What the task requires
Read the data below. Then repeat all of it exactly.

(Collected data entries)

━━━━━━━━━━━━━━━━━━━━━━━━━━━━━━

PR #114, opened 2021-12-01
Implement minimum-codesize linker via the Mono IL Linker.

alexischr:
Deployment assemblies go through an extra processing step now, to remove unused code and save resources.


Meadow.CLI/Meadow.CLI.csproj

━━━━━━━━━━━━━━━━━━━━━━━━━━━━━━

Output
PR #114, opened 2021-12-01
Implement minimum-codesize linker via the Mono IL Linker.

alexischr:
Deployment assemblies go through an extra processing step now, to remove unused code and save resources.


Meadow.CLI/Meadow.CLI.csproj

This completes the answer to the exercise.